Presidential Commission on Good Government; power to grant immunity.   The scope of immunity that the Presidential Commission on Good Government (PCGG) may offer to witnesses under Section 5 of Executive Order No. 14 may vary.  It has discretion to grant appropriate levels of criminal immunity depending on the situation of the witness and his relative importance to the prosecution of ill-gotten wealth cases.  It can even agree to conditions expressed by the witness as sufficient to induce cooperation.  In petitioner’s case, respondent Republic of the Philippines, acting through the PCGG, offered him not only criminal and civil immunity but also immunity against being compelled to testify in any domestic or foreign proceeding, other than the civil and arbitration cases identified in the Immunity Agreement, just so he would agree to testify.  Trusting in the Government’s honesty and fidelity, petitioner agreed and fulfilled his part of the bargain.  Surely, the principle of fair play, which is the essence of due process, should hold the Republic on to its promise.  The immunity from criminal or civil prosecution that Section 5 of EO 14 authorizes covers immunity from giving evidence in a case before a court of law, because in reality the guarantee given to a witness against being compelled to testify constitutes a grant of immunity from civil or criminal prosecution.  Jesus P. Disini vs. The Honorable Sandiganbayan, et al., G.R. No. 180564, June 22, 2010.

Standing to sue.  Petitioner’s citizenship and taxpayer status do not automatically clothe him with standing to bring suit.  The Supreme Court will grant access to citizen’s suits on the narrowest of ground: when they raise issues of transcendental importance calling for urgent resolution.  Three factors are relevant in the Court’s determination to allow third party suits so it can resolve the merits of the crucial issues raised – the character of funds or assets involved in the controversy; a clear disregard of constitutional or statutory prohibition; and the lack of any other party with a more direct and specific interest to bring the suit. Petitioner’s suspension from the practice of law bars him from performing any activity, in or out of court, which requires the application of law, legal procedure, knowledge, training and experience.  Preparing a petition raising carefully crafted arguments on equal protection grounds and employing highly legalistic rules of statutory construction falls within the proscribed conduct.  Allan F. Paguia vs.

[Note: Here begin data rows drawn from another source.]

PR #1577, opened 2024-02-13
for onprem sort virt-fs mounts so attachment_ids line correspond to labels across image/instance creation

eyberg:


provider/onprem/onprem_volume.go
```diff
@@ -242,9 +243,15 @@ func AddVirtfsShares(config *types.Config) error {
 	query := make(map[string]string)
 	virtfsShares := make(map[string]string)
 
+	ocp := make(map[string]string)
```
francescolavra, line 246: This ocp map is never used

qemu/qemu_unix.go
```diff
@@ -510,9 +511,26 @@ func (q *qemu) setConfig(rconfig *types.RunConfig) error {
 	q.addOption("-device", "virtio-rng-pci")
 
 	disks := 1
-	for _, hostDir := range rconfig.VirtfsShares {
-		q.addOption("-virtfs", fmt.Sprintf("local,path=%s,mount_tag=%d,security_model=none,multidevs=remap,id=hd%d", hostDir, disks, disks))
-		disks++
+
+	if len(rconfig.VirtfsShares) > 0 {
+
+		// if using virtual fs shares sort first.
```
francescolavra, line 517: We don't actaully need to sort the virtfs shares. As long as there is a fixed correspondence between virtual IDs and host dirs (which there is, due to the sorting done in `AddVirtfsShares`), we can simply iterate over rconfig.VirtfsShares, as in:
```
for diskId, hostDir := range rconfig.VirtfsShares {
		q.addOption("-virtfs", fmt.Sprintf("local,path=%s,mount_tag=%s,security_model=none,multidevs=remap,id=hd%s", hostDir, diskId, diskId))
}
```
The order in which these `-virtfs` command line options are added to the qemu command lone may vary, but that doesn't matter.

Issue #1578, opened 2024-02-19
Instance tags through config.json in DO


hnord-vdx:
I have added tags in `CloudConfig` (e.g. "function": "webserver") but they dont show on digital ocean. Is this not possible or am i doing something wrong?

francescolavra:
Ops currently does not assign tags in `CloudConfig` to Digital Ocean instances, but this feature can definitely be added in the future.

hnord-vdx:
Alright, thanks! This feature would be quite useful, especially when combined with DO load balancers, as it would seamlessly direct the load to the new instance.

PR #1580, opened 2024-02-19
Added CloudConfig tags to DO instance

hnord-vdx:
This allows for tags set in `CloudConfig` to also be set on DO instance (see https://github.com/nanovms/ops/issues/1578). I implemented it in a way where the value of tag is used if key is empty. This allows for tags without `:` when desired

### DIFF
--- a/provider/digitalocean/digital_ocean_instance.go
+++ b/provider/digitalocean/digital_ocean_instance.go
@@ -51,6 +51,17 @@ func (do *DigitalOcean) CreateInstance(ctx *lepton.Context) error {
 		})
 	}
 
+	tags := make([]string, 0, len(config.CloudConfig.Tags)+2)
+	tags = append(tags, opsTag, imageName)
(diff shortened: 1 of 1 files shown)


francescolavra (commented):
Looks good to me

provider/digitalocean/digital_ocean_instance.go
```diff
@@ -51,14 +51,25 @@ func (do *DigitalOcean) CreateInstance(ctx *lepton.Context) error {
 		})
 	}
 
+	tags := make([]string, 0, len(config.CloudConfig.Tags)+2)
```
eyberg, line 54: what's this +2 for?

you can just do a ```tags:= []string{}```

hnord-vdx: +2 is for the two default tags added (see line 55). Your option definitely looks nicer, I can amend my pull request if you want. I just wanted to exactly allocate the required memory!

PR #1582, opened 2024-02-26
Use VPC field for DO as VPCUUID

hnord-vdx:
Adding the `VPCUUID` field allows you to set a VPC of the droplet in the config.json. Ideally you could reference it by name instead of UUID but thats a DO limitation. At least this way you can set VPC at instance creation without having to do a snapshot and then adding it to non-default VPC

Note: We would need to mention this in the documentation as its not obvious


eyberg:
I believe you can get a list of vpc name:uuid via the vpcs list call as shown here: https://github.com/digitalocean/godo/blob/main/vpcs_test.go#L65 and then you can pass in the name - this is how we do it for other providers as well, is it possible to add that?

PR #1584, opened 2024-02-26
Set VPC on instance creation using VPC name

hnord-vdx:
Adding the `VPCUUID` field allows you to set a VPC of the droplet in the config.json. This way you can set VPC at instance creation without having to do a snapshot and then adding it to non-default VPC

### DIFF
--- a/provider/digitalocean/digital_ocean_instance.go
+++ b/provider/digitalocean/digital_ocean_instance.go
@@ -61,11 +61,20 @@ func (do *DigitalOcean) CreateInstance(ctx *lepton.Context) error {
 		}
 	}
 
+	vpc, err := do.GetVPC(ctx, config.CloudConfig.VPC)
+	if err != nil {
+		return err
+	}
+	vpcUUID := ""
+	if vpc != nil {
+		vpcUUID = vpc.ID
+	}
+
 	createReq := &godo.DropletCreateRequest{
 		Name:    instanceName,
 		Size:    flavor,
 		Region:  config.CloudConfig.Zone,
-		VPCUUID: config.CloudConfig.VPC,
+		VPCUUID: vpcUUID,
 		Image: godo.DropletCreateImage{
 			ID: imageID,
 		},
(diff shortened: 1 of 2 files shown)


hnord-vdx:
@eyberg I see you are importing the `google/uuid` package perhaps we could add a check (`uuid.Parse(vpcName)`) if the name is a UUID and then skip the whole `GetVPC` round trip?  

Also, currently my implementation matches the LAST vpc based on the name. Maybe we want to match first VPC and warn using `Debugf` if there are other matches?

eyberg:
i'd assume the vpc name is unique and so you really only need the first match? also i'm not crazy about passing in the id optionally but it appears we already do that in aws https://github.com/nanovms/ops/blob/master/provider/aws/aws_network.go#L163 so i'm ok w/allowing that if that's easier

hnord-vdx:
Yeah, you are right. I just double checked vpc names have to be unique within a account so the zone check is not needed.

provider/digitalocean/digital_ocean_instance.go
```diff
@@ -61,10 +62,23 @@ func (do *DigitalOcean) CreateInstance(ctx *lepton.Context) error {
 		}
 	}
 
+	// if users set VPC uuid instead of name it avoids lookup
+	vpcUUID := config.CloudConfig.VPC
+	if _, err := uuid.Parse(vpcUUID); err != nil {
```
eyberg, line 67: can skip al of this if user didn't set it

provider/digitalocean/digital_ocean_network.go
```diff
@@ -0,0 +1,54 @@
...
+func (do *DigitalOcean) GetVPC(ctx *lepton.Context, vpcName string) (*godo.VPC, error) {
+
+	if vpcName == "" {
+		return nil, nil
+	}
+
+	page := 1
+	var vpc *godo.VPC
+
+	// ctx.Logger().Debug("getting all vpcs")
```
eyberg, line 23: yank

eyberg:
thanks!

Issue #1594, opened 2024-03-15
Cannot seem to push locally built package


radiosilence:
To make it simpler here's a Makefile that should in theory compile/build out my package, add it to ops, and then push it:

```make
PKGNAME=nano-web
PKGVERSION=0.1.0
PKGRELEASE=$(PKGNAME)_$(PKGVERSION)
RELEASEDIR=./release
PKGDIR=$(RELEASEDIR)/$(PKGRELEASE)

pkg-clean:
	rm -rf $(RELEASEDIR)

pkg-build:
	 GOOS=linux go build -o $(PKGDIR)/$(PKGNAME) main.go

pkg-create: pkg-clean
	mkdir -p $(PKGDIR)/sysroot
	mkdir -p $(PKGDIR)/sysroot/public
	./scripts/make-manifest.sh > $(PKGDIR)/package.manifest
	cp README.md $(PKGDIR)

pkg-add: pkg-create pkg-build
	ops pkg add $(PKGDIR) --name $(PKGRELEASE)

pkg-bundle: pkg-add
	cd $(RELEASEDIR); tar czvf $(PKGRELEASE).tar.gz $(PKGRELEASE)
	@echo "Release created: $(PKGDIR).tar.gz"

pkg-push: pkg-add
	ops pkg push $(PKGRELEASE)

pkg-load: pkg-add
	ops pkg load -l $(PKGRELEASE) -p 80

```

When I run `make pkg-push` I get this output:

```
make pkg-push   
rm -rf ./release
mkdir -p ./release/nano-web_0.1.1/sysroot
mkdir -p ./release/nano-web_0.1.1/sysroot/public
./scripts/make-manifest.sh > ./release/nano-web_0.1.1/package.manifest
cp README.md ./release/nano-web_0.1.1
GOOS=linux go build -o ./release/nano-web_0.1.1/nano-web main.go
ops pkg add ./release/nano-web_0.1.1 --name nano-web_0.1.1
nano-web_0.1.1
ops pkg push nano-web_0.1.1
no local package with the name nano-web_0.1.1 found
```

Have I missed a step somehow? It is slightly unclear if I am doing something wrong with regards to the docs.

If I use `ops pkg load -l` it works as expected:

```
 ops pkg load -l nano-web_0.0.1
running local instance
booting /Users/jc/.ops/images/nano-web ...
en1: assigned 10.0.2.15
⇨ public directory not found in: /
```

[...]

PR #1596, opened 2024-03-16
Fix local package regexp for packages with hyphen in name

radiosilence:
Currently there is a bug where because the regexp is liberal enough to allow either _ or - to delimit the break between name and version, a package with dash will fail.

So for instance, a package like

my-package_1.2.3

Will have a name of "my" and a version of "package_1.2.3".

Not wanting to change this behaviour by simply changing the regex to only accept _ as a delimeter, I have changed the regex to split at the *last* match.

Fixes: https://github.com/nanovms/ops/issues/1594

### DIFF
--- a/lepton/package.go
+++ b/lepton/package.go
@@ -27,7 +27,7 @@ import (
 // PackageSysRootFolderName is the name of package root folder
 const PackageSysRootFolderName = "sysroot"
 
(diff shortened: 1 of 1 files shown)


radiosilence:
Fixes https://github.com/nanovms/ops/issues/1594

eyberg (approved):

Issue #1604, opened 2024-04-09
[Mac M1] ops pkg list (question / bug)


galuszkak:
Hey,

I tried to play with ops but it's unclear to me if it works correctly.

So I did look on https://repo.ops.city/ and search for all `python` packages. 

I did the same in shell (I've added API Key using `ops pkg login`) but when I do:
```bash
➜  ~ ops pkg list --search python

+-----------+-------------+---------+----------+---------+--------------------------------+
| NAMESPACE | PACKAGENAME | VERSION | LANGUAGE | RUNTIME |          DESCRIPTION           |
+-----------+-------------+---------+----------+---------+--------------------------------+
| eyberg    | python      | 3.10.6  | c        | 3.10.6  | The Python programming         |
|           |             |         |          |         | language.                      |
+-----------+-------------+---------+----------+---------+--------------------------------+
```

So it's only 1 package not 9 how I saw it on https://repo.ops.city. Am I'm doing something wrong here?
<img width="629" alt="Screenshot 2024-04-09 at 12 54 29" src="https://github.com/nanovms/ops/assets/759579/34d4be73-b508-4c58-9f88-0d729181b8ae">

galuszkak:
OK I realized is because of the CPU architecture. Closing.

eyberg:
yes - x86 pkgs vastly outnumber arm ones only because those are the ones that most commonly get deployed to prod envs; if you see something that you'd like to see on arm though feel free to open an issue and we can possibly take a look

also, you can always set the arch flag via to run cross-arch too:

```
ops pkg load eyberg/sabledb:0.0.1 -p 6379 --arch=amd64
```

PR #1610, opened 2024-04-11
feat: add CPU Architecture for Package Search & List

galuszkak:
Hey,

thanks for great project!
Based on issues that I had in #1604 , I thought it would be good add CPU Arch column so it's more obvious what are those packages. Also there are scenarios that you could have both images locally in different architectures and ability to differentiate them is important.
I also thought that behavior in list should be changed to show all arch by default, and to only filter them if someone adds `--arch`.

Let me know if this PR is acceptable and if would be acceptable to change pkg list behaviour.

### DIFF
--- a/cmd/cmd_pkg.go
+++ b/cmd/cmd_pkg.go
@@ -234,6 +234,7 @@ func cmdListPackages(cmd *cobra.Command, args []string) {
 		row = append(row, pkg.Version)
 		row = append(row, pkg.Language)
 		row = append(row, pkg.Runtime)
+		row = append(row, pkg.Arch)
 		row = append(row, pkg.Description)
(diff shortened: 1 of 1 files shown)


eyberg:
pkg list doesn't have an arch flag yet but pkg search does

I think we had defaulted to the user's real arch w/the option of showing others so as not to confuse anyone; there are other clients that call into ops but as long as the correct arch is coming through that should be fine

> Also there are scenarios that you could have both images locally in different architectures and ability to differentiate them is important.

ops actually doesn't have support for packages w/same namespace/name/version but diff arch today (the repo does) - i have some work in a diff branch that i'm going to push soon to enable that

regardless - I don't see anything wrong w/this pr so will go ahead and merge

PR #1612, opened 2024-04-13
Find binaries with PATH

mayl:
Removes absolute paths, instead finds binaries using PATH resolution

### DIFF
--- a/cmd/cmd_network.go
+++ b/cmd/cmd_network.go
@@ -252,7 +252,7 @@ func killBridge(bridgeName string) {
 }
 
 func execCmd(cmdStr string) (output string, err error) {
-	ecmd := exec.Command("/bin/bash", "-c", cmdStr)
+	ecmd := exec.Command("bash", "-c", cmdStr)
 	out, err := ecmd.CombinedOutput()
 	if err != nil {
 		return
--- a/lepton/package.go
+++ b/lepton/package.go
@@ -570,7 +570,7 @@ func addToPackage(newconfig *types.Config, newpath string) {
 }
 
 func execCmd(str ...string) {
-	cmd := exec.Command("/bin/bash", "-c", strings.Join(str, " "))
+	cmd := exec.Command("bash", "-c", strings.Join(str, " "))
 	out, err := cmd.CombinedOutput()
 	if err != nil {
 		fmt.Println(err)
--- a/network/iproute_network_service.go
+++ b/network/iproute_network_service.go
@@ -12,7 +12,7 @@ type IprouteNetworkService struct {
 }
 
 func execCmd(cmdStr string) (output string, err error) {
-	cmd := exec.Command("/bin/bash", "-c", cmdStr)
+	cmd := exec.Command("bash", "-c", cmdStr)
 	out, err := cmd.CombinedOutput()
 	if err != nil {
 		return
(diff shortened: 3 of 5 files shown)


mayl:
This builds and mostly works, but some of the commands don't work and I'm not sure if it's a `nixos` thing or an `ops` thing.

For example:

```
❯ ops network create
exit status 1
```

but running
```
❯ ops -j --show-debug --show-warnings --show-errors network create
exit status 1
```
doesn't give me more information to debug what's exiting with 1.

This is the same for me before and after this patch.

eyberg:
sorry, just coming back to this,

would just be using '/bin/sh' work here and we can remove the bash refs? none of these cmds afaik actually use anything bash specific, the longer term fix is to get rid of as much of the shelling out as possible

as for the error you are seeing - the network creation stuff either needs the user in a group w/privileges or suid or the like - it's for users that want to run their own orchestration; it could be more helpful w/the error msg though

mayl:
> sorry, just coming back to this,

Np! I'm working on this on hobby time so nights and weekends so don't expect super responsiveness from me either... 

> would just be using '/bin/sh' work here and we can remove the bash refs? none of these cmds afaik actually use anything bash specific, the longer term fix is to get rid of as much of the shelling out as possible

Sure, I was just carrying forward the bash/sh usage as it existed before, but we can make this all just `sh`.  

Is there a reason to run all this in a shell besides pipe-ing between commands?  Linking stdout to stdin looks like it could also be [setup in go](https://pkg.go.dev/os/exec@go1.22.2#Cmd.StdinPipe) and then there would be no dependency on any shell.

> 
> as for the error you are seeing - the network creation stuff either needs the user in a group w/privileges or suid or the like - it's for users that want to run their own orchestration; it could be more helpful w/the error msg though

Hmm, on my machine even running ops as root creates the same result for me.  I really don't _think_ it's related to these changes, I think it's more likely something in my `nix` machine's networking is setup to be immutable.  I can't really expect ops to handle that weirdness, I just don't want to inadvertently introduce something which breaks any of your other users...

eyberg:
any piping you see in those commands would have been done for connivence to make something work quickly - most of this stuff has equivalents in go that could/should be used instead; it's not just piping - it'd be best if any exec call were to be avoided if possible - there are a few of these that vastly easier to fix then the others (eg: mkdir/cp should be straight-forward; replacing the call to something like qemu not so much) - but i wouldn't expect his pr to do any of this - I think your original goal was just to have less dependence on the abs. path for bash;

you should know that at least for the cmd_network stuff you were looking at - that currently has deps on brctl && dnsmasq; another place uses arp && ifconfig

so it's not just bash that has some hard-coded deps

mayl:
> you should know that at least for the cmd_network stuff you were looking at - that currently has deps on brctl && dnsmasq; another place uses arp && ifconfig
> 
> so it's not just bash that has some hard-coded deps

Yes, but that's fine because it's resolved through `$PATH`, which `nix` has facilities to populate appropriately. I actually add these dependencies in the `nix` package as well. The problem from `nix`'s perspective is if you changed these to `/bin/brctl` for instance.  In that case it's not just sufficient for there to be a `brctrl` executable available, it also has to be literally located at `/bin/brctl`.

I noticed your most recent commit.  That looks like it could completely subsume this PR if you just swap `/bin/bash` for `bash` or `sh` in those two locations in tools.

mayl:
superseded by https://github.com/nanovms/ops/pull/1615

PR #1628, opened 2024-06-11
update: move from direct http to linodego client for api requests

vkhamsao:
Description:
Updates:
- Adds linodego pkg for calls to linode api
- Adds stop, reboot, and delete functionality for instances

Fixes:
- Updated root pass to address Linode failing to provision due to password complexity requirements.

Mostly keeps the same logic in place just using linodego.  I can submit any doc updates if this is merged.

Thanks.


eyberg:
in general we'd prefer to have less dependencies than more - but you're not the first person that mentioned this w/ linode so will go ahead and merge

PR #1630, opened 2024-06-16
change default mac runner from x86 to arm64

eyberg:


eyberg:
circleci has phased out their x86 mac runners so i yanked the mac build from https://github.com/nanovms/ops/pull/1633 until it can support arm here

Office of the President, et al., G.R. No. 176278, June 25, 2010.

Warrantless search; arrest without warrant.  The search of a moving vehicle is one of the doctrinally accepted exceptions to the Constitutional mandate that no search or seizure shall be made except by virtue of a warrant issued by a judge after personally determining the existence of probable cause.  In the instances the Supreme Court has recognized as exceptions to the requirement of a judicial warrant, it is necessary that the officer effecting the seizure must have been impelled to do so because of probable cause.  The essential requisite of probable cause must be satisfied before a warrantless search can be lawfully conducted. The vehicle that carried the contraband or prohibited drugs was about to leave.  The searching officer had to make a quick decision and act fast.  It would be unreasonable to require him to procure a warrant before conducting the search under the circumstances.  He only had enough time to board the vehicle before the same left for its destination.  Given the above, and the fact that the officer had probable cause to search the packages allegedly containing illegal drugs, the search in this case was valid. A search substantially contemporaneous with an arrest can precede the arrest if the police has probable cause to make the arrest at the outset of the search.  Given that the search was valid, appellant’s arrest based on that search was also valid.  People of the Philippines vs. Belen Mariacos, G.R. No. 188611, June 16, 2010.